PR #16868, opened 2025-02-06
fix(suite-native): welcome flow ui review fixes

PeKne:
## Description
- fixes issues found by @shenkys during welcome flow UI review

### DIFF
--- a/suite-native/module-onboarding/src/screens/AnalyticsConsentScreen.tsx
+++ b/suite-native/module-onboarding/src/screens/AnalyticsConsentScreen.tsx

....

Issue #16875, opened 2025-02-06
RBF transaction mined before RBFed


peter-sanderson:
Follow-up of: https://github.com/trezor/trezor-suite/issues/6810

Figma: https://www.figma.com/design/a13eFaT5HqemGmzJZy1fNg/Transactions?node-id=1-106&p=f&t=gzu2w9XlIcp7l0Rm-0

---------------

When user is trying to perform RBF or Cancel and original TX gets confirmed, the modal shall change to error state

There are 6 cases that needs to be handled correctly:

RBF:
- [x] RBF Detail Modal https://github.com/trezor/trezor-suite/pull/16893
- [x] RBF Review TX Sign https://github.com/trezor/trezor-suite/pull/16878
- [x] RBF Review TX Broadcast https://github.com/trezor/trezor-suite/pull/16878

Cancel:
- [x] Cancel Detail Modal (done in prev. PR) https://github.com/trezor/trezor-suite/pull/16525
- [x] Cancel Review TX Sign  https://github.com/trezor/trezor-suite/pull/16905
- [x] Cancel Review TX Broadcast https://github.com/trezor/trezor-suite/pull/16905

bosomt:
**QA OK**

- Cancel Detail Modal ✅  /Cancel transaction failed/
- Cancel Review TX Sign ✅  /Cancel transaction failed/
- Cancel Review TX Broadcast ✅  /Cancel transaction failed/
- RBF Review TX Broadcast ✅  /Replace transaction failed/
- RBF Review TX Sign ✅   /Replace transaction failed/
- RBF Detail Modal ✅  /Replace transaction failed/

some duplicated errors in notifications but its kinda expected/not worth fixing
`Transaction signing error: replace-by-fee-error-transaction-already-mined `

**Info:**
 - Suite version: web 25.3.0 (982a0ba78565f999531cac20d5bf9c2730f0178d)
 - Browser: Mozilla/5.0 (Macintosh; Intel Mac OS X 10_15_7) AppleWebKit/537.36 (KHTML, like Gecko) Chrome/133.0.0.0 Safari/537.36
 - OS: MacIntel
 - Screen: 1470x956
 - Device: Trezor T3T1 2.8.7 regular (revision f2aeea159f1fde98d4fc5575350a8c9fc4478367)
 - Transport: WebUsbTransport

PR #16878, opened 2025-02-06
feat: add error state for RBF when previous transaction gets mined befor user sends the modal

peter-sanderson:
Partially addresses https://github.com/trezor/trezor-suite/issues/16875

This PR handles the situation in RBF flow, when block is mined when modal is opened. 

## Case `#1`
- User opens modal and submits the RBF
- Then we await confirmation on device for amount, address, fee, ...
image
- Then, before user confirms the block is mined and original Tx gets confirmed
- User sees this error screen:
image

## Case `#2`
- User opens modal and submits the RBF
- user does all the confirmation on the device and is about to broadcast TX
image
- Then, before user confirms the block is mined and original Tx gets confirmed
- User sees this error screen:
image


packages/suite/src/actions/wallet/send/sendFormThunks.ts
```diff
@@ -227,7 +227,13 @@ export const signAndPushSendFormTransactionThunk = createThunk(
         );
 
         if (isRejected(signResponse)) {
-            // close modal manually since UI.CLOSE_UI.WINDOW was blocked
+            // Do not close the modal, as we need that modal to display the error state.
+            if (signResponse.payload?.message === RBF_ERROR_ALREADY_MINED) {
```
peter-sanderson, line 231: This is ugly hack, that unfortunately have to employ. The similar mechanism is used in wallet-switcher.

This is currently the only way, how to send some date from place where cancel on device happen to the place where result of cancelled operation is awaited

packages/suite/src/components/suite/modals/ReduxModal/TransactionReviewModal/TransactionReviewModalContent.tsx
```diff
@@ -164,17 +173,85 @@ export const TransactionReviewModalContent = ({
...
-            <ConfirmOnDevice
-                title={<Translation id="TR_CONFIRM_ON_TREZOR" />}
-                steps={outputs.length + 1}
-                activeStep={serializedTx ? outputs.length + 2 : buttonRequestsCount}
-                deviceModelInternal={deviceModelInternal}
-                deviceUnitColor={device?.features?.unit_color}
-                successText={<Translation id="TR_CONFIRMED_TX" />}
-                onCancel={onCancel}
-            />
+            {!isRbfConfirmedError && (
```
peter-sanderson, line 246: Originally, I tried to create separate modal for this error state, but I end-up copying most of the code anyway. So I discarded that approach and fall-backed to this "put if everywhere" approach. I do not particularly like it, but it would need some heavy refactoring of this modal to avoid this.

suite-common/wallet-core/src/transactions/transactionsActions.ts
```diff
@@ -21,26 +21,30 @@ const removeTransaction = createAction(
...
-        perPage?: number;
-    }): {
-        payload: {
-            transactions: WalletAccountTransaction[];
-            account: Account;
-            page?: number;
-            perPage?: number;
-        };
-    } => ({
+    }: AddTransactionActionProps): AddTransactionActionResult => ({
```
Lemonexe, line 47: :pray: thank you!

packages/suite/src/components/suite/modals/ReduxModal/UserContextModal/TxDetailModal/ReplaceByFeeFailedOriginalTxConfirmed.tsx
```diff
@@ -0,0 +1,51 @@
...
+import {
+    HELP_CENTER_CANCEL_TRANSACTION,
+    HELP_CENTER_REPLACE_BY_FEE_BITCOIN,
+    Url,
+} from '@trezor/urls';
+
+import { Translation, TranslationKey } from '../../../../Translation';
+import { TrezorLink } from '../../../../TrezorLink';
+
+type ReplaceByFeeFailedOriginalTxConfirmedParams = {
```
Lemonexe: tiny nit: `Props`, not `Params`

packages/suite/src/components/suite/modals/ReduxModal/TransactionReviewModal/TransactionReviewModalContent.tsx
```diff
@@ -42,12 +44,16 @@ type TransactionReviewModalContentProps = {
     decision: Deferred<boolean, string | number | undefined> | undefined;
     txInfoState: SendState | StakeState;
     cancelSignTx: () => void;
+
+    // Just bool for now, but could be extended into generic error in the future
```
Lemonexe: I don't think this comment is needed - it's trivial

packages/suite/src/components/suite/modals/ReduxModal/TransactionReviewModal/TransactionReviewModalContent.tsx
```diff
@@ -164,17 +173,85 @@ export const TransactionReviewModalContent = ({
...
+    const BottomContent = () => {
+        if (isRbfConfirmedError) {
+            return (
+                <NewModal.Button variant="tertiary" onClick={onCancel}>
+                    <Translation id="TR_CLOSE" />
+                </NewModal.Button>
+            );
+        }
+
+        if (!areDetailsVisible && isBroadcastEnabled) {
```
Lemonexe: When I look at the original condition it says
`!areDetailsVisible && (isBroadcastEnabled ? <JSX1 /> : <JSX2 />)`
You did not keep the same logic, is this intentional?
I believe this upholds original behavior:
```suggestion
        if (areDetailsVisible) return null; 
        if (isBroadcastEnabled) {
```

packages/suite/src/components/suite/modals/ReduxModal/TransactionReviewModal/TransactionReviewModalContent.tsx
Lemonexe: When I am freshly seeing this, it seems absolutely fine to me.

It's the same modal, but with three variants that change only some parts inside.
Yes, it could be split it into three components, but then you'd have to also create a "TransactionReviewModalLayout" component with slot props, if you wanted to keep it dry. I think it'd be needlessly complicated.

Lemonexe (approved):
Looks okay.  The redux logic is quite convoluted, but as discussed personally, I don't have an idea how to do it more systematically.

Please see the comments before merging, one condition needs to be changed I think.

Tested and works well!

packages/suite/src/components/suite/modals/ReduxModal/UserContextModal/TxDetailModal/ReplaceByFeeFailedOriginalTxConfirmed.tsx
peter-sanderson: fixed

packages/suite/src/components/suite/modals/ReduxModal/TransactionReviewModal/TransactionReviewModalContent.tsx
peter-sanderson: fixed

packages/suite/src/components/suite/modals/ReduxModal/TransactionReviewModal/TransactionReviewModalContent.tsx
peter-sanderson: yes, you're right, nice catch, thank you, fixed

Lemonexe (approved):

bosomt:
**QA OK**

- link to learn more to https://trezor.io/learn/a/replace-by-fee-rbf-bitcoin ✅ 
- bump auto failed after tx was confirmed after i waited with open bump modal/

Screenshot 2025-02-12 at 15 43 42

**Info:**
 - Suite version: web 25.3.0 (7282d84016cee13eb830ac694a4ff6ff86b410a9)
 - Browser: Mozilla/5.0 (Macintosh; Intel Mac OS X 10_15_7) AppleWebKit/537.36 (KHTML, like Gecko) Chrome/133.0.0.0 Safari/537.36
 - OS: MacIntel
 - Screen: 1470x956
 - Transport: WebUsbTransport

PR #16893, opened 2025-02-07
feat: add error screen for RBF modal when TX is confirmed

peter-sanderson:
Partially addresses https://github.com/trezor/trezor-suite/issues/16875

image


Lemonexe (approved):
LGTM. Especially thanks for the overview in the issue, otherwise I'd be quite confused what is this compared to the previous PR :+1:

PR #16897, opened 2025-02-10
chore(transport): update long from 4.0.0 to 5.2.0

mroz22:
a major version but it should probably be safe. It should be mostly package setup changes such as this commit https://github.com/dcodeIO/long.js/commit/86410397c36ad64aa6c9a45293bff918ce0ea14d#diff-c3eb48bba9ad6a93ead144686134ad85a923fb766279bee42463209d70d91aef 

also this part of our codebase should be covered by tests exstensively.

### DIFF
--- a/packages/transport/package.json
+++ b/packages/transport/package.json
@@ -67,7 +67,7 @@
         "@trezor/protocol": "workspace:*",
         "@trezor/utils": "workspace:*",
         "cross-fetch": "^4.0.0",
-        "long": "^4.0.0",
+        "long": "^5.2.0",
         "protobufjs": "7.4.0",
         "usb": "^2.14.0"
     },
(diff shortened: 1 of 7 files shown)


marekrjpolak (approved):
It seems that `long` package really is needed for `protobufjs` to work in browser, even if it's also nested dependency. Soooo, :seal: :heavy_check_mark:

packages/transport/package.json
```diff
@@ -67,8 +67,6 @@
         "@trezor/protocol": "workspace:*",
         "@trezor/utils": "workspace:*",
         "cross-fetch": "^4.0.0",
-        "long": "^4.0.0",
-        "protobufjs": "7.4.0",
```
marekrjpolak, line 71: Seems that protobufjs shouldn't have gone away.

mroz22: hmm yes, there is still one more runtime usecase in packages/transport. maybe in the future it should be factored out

....

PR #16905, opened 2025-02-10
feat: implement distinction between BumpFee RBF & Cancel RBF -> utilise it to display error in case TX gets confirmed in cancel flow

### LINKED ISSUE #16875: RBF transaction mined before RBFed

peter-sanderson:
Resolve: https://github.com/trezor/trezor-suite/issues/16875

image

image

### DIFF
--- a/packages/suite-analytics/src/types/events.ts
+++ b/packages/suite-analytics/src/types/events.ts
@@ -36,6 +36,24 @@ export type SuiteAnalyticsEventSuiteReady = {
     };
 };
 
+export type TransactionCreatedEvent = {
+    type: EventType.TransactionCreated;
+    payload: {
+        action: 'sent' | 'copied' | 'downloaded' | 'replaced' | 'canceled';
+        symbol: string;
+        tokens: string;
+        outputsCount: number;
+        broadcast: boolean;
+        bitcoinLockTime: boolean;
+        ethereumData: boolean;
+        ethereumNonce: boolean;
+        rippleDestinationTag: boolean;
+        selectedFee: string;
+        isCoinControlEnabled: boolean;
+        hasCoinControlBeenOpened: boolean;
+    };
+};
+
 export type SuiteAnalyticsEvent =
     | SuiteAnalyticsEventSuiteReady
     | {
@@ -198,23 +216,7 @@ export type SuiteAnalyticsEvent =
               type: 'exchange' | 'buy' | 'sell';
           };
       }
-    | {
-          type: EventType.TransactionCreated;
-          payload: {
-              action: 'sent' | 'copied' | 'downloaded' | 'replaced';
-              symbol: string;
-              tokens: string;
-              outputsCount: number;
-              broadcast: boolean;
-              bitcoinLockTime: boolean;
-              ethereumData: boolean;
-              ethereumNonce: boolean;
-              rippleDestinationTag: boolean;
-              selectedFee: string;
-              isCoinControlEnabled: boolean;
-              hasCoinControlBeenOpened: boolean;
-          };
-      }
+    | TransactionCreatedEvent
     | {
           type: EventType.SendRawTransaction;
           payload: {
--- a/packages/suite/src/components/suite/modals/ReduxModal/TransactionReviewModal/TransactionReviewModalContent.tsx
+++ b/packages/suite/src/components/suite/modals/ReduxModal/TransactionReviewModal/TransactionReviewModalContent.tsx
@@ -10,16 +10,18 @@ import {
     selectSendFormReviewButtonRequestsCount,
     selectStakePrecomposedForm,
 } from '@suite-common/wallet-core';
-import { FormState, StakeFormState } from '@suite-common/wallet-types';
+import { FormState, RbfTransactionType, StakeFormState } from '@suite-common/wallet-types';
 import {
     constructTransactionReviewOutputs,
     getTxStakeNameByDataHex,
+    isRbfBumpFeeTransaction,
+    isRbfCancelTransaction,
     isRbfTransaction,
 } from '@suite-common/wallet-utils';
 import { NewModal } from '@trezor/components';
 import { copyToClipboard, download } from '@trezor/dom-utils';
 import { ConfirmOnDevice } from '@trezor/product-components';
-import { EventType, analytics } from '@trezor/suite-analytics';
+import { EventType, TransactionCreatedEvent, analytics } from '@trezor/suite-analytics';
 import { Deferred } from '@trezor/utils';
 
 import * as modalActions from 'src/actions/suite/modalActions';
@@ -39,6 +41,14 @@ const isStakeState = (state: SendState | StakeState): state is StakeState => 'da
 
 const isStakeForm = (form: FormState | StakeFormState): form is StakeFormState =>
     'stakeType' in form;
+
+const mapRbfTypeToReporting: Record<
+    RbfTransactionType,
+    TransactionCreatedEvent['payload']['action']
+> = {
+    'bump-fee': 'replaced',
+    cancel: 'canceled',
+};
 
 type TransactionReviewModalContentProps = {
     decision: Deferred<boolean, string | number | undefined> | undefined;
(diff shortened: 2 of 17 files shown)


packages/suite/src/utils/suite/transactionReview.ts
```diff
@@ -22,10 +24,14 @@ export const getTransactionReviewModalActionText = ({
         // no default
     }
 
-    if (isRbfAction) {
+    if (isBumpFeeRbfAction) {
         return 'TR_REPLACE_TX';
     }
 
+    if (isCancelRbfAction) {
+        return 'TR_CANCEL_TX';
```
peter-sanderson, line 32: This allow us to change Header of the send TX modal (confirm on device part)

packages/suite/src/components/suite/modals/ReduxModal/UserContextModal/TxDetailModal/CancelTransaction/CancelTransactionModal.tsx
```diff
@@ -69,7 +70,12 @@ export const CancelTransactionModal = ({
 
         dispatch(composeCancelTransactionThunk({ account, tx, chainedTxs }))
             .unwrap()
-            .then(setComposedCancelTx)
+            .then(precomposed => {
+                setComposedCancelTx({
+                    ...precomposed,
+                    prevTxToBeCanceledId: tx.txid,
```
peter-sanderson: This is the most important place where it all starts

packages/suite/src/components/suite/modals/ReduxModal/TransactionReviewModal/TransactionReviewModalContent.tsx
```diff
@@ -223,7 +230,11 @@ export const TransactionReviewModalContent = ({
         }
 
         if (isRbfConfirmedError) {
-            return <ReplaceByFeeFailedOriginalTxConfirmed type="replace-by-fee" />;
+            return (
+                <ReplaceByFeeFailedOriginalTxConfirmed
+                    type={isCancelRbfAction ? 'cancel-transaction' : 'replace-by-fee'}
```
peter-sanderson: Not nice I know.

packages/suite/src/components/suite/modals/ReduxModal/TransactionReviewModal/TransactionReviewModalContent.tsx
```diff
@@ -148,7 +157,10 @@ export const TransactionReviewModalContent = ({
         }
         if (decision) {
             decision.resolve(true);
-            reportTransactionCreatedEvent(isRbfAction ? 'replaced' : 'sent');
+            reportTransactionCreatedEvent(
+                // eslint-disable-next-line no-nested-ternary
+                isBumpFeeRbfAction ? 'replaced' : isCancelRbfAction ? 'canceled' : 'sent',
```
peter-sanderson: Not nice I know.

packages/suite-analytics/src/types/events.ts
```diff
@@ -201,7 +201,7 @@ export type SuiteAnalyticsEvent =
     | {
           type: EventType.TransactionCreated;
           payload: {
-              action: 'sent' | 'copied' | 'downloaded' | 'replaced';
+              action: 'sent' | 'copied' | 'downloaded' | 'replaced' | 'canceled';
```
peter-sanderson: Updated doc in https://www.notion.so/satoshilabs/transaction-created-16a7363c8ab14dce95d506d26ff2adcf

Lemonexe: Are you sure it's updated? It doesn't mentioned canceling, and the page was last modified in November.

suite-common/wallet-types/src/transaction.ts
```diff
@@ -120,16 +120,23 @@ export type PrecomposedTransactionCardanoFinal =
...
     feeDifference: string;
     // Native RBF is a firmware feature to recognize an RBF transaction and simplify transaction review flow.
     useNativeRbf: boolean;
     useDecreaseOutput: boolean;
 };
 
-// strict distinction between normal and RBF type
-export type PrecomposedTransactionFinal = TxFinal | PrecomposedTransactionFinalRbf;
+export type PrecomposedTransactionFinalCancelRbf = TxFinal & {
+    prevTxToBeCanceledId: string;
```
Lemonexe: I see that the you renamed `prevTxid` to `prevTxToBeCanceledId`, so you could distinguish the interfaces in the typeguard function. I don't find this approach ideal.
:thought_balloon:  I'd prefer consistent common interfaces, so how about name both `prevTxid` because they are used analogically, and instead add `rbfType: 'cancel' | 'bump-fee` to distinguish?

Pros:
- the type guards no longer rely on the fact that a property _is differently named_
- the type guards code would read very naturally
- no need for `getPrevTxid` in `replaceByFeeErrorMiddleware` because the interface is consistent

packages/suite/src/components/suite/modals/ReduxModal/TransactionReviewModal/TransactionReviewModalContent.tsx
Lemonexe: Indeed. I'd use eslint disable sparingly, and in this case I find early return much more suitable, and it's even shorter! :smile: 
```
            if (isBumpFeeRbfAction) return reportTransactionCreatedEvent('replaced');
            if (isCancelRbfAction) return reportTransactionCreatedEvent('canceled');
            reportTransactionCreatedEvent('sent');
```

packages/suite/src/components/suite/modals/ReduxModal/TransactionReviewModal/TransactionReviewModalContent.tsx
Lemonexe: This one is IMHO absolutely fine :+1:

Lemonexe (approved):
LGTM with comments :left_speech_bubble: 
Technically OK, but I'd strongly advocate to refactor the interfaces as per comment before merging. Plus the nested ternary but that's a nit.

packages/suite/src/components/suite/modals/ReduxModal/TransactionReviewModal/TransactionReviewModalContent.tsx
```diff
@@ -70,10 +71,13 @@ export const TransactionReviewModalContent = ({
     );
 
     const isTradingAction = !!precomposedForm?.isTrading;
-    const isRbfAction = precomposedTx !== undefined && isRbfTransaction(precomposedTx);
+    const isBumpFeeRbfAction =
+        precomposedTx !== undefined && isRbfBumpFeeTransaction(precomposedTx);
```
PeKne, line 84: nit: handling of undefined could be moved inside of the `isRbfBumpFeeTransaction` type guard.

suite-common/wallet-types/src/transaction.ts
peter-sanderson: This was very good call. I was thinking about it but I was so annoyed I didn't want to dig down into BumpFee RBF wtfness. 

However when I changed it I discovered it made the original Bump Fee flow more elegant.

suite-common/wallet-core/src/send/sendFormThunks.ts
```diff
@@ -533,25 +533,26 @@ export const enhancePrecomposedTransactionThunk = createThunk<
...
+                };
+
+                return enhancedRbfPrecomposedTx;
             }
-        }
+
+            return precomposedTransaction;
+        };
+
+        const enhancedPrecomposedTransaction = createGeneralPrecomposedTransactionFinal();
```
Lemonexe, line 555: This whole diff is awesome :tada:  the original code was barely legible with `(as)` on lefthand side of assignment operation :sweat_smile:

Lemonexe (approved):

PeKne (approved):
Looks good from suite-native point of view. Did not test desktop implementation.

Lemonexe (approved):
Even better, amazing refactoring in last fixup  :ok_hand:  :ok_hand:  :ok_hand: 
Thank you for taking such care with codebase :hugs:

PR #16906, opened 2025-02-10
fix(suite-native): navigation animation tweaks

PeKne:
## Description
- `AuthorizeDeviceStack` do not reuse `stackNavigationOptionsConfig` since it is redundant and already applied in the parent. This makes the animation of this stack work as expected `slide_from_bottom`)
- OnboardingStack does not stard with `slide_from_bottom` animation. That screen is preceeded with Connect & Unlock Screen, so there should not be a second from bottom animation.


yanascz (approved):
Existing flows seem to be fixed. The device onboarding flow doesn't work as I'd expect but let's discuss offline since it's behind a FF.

....

[The problem]: Across all the records above, find each line with "ternary" in it and copy it.

[Response area]:
+                // eslint-disable-next-line no-nested-ternary
Technically OK, but I'd strongly advocate to refactor the interfaces as per comment before merging. Plus the nested ternary but that's a nit.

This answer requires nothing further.